═══ RECORDED DATA

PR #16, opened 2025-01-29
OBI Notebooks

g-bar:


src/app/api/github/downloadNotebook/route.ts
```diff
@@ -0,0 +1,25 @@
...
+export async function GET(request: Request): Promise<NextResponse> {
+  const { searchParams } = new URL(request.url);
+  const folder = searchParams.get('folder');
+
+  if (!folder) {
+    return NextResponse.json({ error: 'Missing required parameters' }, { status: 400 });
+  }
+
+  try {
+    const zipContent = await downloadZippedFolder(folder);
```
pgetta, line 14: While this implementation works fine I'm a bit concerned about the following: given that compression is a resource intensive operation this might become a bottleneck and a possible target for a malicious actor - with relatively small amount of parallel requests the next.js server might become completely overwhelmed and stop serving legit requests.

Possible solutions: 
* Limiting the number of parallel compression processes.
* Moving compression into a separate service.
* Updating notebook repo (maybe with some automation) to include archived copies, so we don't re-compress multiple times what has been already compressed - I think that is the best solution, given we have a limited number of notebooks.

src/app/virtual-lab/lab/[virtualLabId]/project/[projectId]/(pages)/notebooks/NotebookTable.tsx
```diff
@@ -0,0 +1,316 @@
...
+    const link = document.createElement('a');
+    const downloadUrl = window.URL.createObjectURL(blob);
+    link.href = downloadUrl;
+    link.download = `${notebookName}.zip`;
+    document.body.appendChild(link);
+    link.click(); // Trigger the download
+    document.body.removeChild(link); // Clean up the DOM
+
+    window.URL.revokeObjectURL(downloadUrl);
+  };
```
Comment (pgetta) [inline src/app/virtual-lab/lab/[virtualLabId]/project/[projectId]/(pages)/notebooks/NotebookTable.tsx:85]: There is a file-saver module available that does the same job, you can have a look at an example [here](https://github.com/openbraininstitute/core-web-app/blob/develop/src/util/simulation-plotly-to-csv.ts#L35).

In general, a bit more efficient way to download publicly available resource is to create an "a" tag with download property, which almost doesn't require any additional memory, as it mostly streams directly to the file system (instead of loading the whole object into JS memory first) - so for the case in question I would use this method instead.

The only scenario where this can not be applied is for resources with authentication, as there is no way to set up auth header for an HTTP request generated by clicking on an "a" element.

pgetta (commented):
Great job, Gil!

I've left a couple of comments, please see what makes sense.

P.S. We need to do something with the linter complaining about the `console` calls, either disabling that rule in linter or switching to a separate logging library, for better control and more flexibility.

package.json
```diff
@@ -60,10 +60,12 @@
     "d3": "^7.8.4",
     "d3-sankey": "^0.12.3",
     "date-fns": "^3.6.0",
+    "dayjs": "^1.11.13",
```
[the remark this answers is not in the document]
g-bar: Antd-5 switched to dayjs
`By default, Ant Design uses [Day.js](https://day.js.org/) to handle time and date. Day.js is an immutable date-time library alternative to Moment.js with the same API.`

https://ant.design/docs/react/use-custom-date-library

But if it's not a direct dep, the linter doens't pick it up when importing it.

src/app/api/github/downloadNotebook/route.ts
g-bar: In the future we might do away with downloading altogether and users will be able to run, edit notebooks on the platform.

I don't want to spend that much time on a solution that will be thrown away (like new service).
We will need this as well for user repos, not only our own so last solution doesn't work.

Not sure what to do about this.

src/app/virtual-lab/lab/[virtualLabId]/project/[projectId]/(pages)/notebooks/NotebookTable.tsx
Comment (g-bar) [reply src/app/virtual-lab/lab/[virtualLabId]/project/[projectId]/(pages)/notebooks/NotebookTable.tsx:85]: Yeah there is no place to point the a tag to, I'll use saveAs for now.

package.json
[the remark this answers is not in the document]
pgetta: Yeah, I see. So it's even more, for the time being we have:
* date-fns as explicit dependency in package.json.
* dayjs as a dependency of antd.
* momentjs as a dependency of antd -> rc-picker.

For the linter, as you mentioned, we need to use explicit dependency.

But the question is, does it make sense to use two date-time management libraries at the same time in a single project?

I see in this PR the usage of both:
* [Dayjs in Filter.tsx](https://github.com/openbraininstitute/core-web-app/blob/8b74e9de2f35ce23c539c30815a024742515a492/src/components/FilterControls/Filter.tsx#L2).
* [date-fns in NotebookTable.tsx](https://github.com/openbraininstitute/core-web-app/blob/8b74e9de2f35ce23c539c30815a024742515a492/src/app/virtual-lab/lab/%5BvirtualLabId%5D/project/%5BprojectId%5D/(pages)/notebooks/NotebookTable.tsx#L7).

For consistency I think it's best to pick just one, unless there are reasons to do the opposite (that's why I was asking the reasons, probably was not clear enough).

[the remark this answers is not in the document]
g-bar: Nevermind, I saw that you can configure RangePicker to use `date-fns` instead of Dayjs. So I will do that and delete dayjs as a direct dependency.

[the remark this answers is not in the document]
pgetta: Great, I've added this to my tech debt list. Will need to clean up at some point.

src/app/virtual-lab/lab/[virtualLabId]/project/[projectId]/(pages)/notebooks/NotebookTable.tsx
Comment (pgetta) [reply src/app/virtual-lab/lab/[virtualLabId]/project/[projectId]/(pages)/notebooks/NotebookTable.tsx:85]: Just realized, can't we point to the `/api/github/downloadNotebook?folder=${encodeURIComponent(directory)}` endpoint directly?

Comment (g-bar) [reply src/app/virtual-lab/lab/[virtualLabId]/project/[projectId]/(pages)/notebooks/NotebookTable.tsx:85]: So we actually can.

══════
═══ RECORDED DATA

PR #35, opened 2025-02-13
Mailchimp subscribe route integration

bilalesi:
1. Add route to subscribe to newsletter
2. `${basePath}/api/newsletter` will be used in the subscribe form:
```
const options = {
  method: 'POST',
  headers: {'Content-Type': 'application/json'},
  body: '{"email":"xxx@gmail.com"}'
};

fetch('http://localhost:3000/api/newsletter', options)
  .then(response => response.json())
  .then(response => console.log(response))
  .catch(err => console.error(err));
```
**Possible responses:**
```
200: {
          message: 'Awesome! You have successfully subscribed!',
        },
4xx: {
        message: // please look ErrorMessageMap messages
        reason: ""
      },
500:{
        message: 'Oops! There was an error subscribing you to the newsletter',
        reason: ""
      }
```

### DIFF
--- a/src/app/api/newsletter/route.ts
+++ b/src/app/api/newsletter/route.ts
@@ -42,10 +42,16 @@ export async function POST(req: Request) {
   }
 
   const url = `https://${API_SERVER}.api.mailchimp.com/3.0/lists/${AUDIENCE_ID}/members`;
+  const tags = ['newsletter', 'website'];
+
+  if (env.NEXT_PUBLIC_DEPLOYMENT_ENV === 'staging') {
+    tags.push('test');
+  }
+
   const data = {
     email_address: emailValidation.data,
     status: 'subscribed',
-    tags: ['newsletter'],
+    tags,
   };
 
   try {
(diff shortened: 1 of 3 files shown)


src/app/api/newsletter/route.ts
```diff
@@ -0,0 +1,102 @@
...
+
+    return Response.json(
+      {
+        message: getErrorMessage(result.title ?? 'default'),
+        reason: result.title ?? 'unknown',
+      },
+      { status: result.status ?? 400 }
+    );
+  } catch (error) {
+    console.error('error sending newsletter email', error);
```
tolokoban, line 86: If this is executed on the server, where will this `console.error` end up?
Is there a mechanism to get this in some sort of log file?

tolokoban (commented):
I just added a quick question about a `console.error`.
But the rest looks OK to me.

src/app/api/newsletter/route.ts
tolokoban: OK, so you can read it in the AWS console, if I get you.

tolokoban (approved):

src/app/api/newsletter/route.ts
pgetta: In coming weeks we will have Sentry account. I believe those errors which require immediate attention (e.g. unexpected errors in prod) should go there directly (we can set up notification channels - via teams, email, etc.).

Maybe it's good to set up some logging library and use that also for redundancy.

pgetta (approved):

══════

**ACTIVITY:**
The answer must be a single number: how many lines in the records above contain the word "sense".

**COMPLETED TASK:**
2